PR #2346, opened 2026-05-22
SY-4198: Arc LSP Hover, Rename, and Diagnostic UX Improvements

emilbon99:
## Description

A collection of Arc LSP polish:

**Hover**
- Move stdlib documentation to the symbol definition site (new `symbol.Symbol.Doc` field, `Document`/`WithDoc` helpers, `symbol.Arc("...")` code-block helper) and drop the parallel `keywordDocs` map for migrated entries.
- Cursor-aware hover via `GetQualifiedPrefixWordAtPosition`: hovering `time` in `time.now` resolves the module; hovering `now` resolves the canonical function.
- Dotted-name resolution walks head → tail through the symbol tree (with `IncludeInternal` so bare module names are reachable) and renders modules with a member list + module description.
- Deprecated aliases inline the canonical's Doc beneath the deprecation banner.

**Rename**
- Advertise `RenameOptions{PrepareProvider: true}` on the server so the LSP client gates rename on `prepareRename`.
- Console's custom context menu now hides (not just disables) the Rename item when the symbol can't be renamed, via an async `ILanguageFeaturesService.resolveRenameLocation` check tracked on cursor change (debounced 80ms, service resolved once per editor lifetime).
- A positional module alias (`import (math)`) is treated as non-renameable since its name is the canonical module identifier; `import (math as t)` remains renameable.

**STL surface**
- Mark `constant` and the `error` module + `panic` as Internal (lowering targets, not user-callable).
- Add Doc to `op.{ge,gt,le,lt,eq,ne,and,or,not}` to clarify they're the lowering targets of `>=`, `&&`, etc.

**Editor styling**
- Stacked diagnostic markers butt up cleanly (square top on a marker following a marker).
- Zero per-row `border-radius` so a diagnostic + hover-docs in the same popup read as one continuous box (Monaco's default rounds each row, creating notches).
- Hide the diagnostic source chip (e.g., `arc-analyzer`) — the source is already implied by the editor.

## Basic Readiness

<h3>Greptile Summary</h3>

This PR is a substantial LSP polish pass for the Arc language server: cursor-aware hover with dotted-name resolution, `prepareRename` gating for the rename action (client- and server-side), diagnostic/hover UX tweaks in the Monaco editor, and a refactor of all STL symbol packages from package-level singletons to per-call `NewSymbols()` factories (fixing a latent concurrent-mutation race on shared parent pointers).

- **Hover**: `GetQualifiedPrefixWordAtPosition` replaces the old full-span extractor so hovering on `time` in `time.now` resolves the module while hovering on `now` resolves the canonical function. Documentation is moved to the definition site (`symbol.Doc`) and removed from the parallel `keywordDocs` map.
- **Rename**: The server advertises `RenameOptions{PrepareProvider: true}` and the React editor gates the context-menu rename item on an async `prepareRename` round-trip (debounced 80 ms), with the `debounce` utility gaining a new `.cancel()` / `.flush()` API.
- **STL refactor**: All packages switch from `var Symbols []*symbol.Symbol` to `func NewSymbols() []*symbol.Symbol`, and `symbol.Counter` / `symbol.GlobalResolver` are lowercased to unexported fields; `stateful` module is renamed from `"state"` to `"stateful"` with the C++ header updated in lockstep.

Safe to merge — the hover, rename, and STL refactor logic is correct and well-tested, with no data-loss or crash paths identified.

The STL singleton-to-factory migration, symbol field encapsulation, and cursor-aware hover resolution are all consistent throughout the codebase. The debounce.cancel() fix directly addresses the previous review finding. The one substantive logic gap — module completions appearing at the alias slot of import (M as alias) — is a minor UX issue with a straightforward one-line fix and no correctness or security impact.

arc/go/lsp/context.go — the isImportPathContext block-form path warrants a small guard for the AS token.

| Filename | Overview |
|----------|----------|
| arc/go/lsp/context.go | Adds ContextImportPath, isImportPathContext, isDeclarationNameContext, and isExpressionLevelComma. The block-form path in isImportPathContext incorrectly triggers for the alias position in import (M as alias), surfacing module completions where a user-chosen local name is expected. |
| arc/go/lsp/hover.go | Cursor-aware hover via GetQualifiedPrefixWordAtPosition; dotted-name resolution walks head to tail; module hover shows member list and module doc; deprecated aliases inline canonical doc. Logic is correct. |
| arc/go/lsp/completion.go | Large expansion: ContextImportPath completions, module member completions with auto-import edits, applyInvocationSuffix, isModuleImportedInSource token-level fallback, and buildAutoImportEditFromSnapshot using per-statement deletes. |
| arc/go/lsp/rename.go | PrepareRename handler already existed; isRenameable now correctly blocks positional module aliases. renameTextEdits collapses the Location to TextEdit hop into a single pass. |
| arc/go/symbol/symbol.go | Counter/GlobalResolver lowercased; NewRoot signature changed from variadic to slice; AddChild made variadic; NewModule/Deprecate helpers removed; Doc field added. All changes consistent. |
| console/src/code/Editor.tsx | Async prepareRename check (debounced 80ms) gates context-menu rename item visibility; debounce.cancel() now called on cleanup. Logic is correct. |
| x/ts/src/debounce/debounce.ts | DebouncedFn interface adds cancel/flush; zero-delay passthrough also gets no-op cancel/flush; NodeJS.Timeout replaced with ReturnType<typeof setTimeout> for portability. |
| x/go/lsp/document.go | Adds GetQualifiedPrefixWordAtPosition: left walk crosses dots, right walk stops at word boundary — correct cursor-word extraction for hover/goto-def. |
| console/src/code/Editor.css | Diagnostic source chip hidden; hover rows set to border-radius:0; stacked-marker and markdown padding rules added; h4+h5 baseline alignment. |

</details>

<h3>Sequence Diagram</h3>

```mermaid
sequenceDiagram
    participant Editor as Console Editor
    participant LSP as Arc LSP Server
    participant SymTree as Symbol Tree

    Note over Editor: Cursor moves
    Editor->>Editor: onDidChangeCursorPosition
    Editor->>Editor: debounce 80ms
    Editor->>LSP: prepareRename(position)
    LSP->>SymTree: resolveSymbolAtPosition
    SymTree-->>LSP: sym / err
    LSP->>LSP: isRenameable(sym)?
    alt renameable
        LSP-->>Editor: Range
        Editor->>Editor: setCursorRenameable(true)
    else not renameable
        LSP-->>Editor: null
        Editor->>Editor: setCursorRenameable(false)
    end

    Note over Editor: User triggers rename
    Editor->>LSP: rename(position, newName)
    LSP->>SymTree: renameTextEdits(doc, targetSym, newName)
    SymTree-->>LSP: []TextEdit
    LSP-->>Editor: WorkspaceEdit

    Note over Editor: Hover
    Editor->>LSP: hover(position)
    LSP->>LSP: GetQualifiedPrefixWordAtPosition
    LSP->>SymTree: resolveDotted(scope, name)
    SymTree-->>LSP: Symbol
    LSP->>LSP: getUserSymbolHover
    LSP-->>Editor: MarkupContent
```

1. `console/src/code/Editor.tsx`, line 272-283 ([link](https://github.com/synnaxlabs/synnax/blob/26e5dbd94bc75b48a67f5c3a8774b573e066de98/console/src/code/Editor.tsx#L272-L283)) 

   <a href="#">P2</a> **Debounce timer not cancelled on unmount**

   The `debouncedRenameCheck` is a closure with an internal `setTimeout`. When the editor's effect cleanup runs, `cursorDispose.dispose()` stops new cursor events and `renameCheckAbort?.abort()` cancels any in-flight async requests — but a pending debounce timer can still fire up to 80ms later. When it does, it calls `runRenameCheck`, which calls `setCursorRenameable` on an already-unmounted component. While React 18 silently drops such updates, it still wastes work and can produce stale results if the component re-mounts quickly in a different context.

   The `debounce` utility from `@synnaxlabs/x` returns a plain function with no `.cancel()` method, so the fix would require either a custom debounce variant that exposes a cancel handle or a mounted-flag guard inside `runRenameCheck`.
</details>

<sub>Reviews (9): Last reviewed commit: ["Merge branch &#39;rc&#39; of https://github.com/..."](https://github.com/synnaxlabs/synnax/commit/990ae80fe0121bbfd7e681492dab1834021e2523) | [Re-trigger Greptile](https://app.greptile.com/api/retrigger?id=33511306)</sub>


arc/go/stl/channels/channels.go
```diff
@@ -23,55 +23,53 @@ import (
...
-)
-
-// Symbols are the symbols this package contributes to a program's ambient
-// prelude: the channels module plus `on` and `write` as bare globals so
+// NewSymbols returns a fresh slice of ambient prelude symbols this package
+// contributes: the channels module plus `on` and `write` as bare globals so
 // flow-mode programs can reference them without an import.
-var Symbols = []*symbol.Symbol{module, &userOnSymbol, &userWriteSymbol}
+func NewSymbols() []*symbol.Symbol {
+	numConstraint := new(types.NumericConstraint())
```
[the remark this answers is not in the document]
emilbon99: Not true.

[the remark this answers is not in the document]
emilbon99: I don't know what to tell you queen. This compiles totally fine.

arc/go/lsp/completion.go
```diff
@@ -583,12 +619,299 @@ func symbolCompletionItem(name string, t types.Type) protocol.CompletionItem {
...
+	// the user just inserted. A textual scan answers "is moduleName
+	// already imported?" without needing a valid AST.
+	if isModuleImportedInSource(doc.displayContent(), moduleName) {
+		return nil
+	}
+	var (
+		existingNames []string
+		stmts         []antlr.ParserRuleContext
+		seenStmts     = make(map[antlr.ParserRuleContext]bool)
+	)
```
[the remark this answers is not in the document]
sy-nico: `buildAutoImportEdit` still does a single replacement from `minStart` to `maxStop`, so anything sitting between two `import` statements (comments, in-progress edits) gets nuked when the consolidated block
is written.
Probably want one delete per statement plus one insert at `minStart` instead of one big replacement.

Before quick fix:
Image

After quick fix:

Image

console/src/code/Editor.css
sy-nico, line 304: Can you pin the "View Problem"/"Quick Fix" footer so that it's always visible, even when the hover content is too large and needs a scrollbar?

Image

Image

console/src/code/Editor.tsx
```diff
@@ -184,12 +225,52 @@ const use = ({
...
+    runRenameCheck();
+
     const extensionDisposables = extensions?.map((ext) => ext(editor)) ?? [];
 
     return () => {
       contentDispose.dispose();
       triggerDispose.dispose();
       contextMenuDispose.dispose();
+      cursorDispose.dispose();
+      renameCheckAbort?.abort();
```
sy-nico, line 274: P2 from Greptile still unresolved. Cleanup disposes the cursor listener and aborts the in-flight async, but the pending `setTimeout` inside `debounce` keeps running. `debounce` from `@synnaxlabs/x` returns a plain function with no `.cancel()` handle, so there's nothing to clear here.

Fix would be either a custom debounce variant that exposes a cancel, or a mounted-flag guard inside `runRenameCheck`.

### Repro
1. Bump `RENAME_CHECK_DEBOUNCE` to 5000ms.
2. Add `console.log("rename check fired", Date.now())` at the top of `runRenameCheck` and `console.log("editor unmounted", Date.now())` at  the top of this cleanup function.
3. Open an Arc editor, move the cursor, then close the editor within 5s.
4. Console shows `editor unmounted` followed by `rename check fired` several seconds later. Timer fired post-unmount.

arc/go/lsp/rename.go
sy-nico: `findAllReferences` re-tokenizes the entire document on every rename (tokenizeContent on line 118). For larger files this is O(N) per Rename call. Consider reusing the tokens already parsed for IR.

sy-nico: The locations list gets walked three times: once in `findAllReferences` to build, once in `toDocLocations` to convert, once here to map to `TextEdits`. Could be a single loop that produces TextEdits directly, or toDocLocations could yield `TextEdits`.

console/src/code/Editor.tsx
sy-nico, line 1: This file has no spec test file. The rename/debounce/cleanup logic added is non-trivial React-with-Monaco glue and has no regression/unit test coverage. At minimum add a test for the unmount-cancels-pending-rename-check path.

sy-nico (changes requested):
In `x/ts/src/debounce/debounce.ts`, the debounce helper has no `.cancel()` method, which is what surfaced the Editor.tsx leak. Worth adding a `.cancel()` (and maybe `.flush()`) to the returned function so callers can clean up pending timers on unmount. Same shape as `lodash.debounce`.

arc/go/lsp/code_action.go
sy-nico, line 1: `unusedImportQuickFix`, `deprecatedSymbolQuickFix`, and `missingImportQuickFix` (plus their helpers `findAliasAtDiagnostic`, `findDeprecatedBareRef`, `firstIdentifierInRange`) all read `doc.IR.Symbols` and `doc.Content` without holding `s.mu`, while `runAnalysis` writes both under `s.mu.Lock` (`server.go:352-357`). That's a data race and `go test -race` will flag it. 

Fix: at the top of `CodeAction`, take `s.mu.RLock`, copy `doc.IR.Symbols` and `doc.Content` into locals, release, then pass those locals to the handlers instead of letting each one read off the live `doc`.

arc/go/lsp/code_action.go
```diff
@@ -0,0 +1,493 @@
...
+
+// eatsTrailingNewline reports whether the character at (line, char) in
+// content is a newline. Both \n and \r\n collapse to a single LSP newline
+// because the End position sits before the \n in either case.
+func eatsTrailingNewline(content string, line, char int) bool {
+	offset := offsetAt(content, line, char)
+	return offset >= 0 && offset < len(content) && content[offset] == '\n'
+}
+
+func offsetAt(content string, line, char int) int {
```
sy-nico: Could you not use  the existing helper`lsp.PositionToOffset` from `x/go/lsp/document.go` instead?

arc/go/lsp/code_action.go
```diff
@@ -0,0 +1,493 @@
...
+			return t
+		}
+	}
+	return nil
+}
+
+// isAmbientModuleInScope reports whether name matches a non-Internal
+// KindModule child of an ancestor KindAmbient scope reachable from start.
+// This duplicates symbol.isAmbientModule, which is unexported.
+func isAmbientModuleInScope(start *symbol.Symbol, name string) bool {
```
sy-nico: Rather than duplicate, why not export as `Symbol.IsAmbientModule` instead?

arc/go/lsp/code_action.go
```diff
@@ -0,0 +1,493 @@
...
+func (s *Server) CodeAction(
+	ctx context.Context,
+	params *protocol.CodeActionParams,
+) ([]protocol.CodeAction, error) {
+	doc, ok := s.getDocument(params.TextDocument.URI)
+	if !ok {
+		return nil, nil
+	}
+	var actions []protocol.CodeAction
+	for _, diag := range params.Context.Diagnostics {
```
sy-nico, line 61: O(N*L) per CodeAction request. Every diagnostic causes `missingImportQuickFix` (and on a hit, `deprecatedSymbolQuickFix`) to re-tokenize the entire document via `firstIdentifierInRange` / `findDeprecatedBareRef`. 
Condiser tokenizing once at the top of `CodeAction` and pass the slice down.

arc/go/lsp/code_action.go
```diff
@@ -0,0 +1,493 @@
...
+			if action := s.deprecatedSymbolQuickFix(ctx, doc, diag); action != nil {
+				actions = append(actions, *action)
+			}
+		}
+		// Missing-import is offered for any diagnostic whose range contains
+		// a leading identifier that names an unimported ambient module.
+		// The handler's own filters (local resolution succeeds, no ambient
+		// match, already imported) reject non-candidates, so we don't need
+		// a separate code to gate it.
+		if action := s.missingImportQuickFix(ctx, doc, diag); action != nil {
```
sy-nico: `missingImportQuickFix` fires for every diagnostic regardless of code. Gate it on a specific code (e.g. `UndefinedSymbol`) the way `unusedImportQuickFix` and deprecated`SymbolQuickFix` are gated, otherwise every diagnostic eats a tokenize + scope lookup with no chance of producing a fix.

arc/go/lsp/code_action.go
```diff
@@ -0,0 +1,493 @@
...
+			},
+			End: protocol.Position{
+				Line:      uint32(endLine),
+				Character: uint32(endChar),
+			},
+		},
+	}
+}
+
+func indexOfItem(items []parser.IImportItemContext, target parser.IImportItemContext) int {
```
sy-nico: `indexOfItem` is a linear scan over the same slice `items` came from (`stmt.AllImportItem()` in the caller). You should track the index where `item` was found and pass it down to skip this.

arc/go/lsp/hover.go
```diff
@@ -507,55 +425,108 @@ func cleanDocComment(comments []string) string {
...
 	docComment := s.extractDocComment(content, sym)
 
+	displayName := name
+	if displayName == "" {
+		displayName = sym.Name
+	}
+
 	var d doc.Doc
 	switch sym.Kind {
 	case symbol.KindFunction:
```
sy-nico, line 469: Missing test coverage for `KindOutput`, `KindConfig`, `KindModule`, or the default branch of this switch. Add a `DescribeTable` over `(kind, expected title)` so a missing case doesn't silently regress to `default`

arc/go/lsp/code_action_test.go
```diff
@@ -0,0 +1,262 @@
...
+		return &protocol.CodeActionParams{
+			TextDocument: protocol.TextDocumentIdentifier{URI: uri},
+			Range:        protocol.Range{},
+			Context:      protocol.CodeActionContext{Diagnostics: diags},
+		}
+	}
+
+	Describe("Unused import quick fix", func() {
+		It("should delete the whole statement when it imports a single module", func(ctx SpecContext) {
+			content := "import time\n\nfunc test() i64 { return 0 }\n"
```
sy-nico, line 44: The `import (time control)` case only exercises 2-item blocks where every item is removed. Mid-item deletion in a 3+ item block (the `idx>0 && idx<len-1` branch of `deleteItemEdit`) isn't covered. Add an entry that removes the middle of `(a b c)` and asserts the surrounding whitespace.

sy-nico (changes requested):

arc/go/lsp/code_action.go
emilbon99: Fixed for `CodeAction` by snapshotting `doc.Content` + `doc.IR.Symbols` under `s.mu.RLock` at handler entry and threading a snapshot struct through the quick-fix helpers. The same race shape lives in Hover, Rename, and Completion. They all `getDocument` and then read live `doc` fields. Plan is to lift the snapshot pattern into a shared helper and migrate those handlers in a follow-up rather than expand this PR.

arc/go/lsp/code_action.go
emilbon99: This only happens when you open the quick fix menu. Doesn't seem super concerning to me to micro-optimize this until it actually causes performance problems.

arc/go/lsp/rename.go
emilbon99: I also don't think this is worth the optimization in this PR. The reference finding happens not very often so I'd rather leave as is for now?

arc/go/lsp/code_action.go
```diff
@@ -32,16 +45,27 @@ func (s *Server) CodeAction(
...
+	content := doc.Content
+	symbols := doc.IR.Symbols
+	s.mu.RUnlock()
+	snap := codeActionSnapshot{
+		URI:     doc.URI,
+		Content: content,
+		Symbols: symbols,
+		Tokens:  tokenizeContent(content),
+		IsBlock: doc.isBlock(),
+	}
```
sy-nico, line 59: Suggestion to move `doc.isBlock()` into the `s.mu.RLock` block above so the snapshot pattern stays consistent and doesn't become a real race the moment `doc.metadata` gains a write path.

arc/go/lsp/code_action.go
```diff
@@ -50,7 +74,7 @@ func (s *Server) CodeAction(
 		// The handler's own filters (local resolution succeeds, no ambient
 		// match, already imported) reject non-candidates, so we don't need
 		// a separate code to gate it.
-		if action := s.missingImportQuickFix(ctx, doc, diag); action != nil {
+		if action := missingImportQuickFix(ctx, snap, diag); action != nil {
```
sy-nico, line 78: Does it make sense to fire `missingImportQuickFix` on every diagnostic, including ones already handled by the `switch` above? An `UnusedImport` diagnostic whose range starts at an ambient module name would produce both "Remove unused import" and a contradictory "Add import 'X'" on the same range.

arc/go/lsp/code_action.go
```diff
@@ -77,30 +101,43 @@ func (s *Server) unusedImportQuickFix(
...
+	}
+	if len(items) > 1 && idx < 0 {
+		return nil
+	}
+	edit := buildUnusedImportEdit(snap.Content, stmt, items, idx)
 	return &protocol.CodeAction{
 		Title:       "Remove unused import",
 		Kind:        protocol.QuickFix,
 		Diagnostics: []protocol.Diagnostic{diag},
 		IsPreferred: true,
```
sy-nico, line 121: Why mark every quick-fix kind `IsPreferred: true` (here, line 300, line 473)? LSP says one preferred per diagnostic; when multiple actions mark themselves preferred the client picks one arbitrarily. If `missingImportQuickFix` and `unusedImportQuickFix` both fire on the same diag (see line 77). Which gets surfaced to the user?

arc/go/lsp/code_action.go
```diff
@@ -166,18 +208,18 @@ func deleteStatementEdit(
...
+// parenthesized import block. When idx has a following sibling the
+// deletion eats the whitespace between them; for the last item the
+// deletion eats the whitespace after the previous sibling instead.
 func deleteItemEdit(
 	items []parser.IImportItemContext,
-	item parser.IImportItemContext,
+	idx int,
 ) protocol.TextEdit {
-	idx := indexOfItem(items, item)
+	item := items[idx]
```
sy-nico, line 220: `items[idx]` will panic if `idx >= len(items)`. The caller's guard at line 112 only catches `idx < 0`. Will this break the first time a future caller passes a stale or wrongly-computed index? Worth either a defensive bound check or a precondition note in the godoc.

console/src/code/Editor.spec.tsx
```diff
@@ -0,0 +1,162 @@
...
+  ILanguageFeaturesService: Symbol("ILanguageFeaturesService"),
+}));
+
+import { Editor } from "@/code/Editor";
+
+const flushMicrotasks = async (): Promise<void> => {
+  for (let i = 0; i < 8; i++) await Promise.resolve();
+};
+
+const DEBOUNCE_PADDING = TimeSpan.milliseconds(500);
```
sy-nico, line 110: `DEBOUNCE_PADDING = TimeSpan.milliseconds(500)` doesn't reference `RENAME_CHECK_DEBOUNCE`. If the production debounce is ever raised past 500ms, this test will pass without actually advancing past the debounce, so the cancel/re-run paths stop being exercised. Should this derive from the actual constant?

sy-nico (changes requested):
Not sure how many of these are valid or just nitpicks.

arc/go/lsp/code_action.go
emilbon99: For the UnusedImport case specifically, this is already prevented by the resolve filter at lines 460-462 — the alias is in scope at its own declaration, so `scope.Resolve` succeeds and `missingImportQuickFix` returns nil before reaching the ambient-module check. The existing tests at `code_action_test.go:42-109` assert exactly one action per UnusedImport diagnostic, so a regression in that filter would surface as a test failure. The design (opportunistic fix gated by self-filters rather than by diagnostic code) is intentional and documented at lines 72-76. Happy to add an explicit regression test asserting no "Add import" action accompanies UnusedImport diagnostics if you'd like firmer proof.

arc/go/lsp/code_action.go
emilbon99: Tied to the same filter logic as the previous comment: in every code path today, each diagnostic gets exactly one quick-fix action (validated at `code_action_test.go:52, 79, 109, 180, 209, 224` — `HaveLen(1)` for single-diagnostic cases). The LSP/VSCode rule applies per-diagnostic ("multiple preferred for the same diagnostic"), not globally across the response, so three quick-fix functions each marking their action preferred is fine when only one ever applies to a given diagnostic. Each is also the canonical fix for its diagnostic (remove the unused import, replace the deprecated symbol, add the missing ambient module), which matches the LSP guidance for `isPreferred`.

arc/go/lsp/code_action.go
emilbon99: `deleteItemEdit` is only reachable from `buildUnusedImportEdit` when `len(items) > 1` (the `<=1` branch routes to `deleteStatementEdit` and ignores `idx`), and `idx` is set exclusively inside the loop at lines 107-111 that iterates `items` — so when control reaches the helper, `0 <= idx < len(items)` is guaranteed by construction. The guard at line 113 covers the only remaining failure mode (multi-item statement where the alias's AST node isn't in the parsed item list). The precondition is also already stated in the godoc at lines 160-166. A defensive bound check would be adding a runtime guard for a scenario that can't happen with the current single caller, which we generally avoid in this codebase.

Task to carry out: Determine how many lines in the listing above hold "site". Give the number without any other words.

Answer to the exercise: 2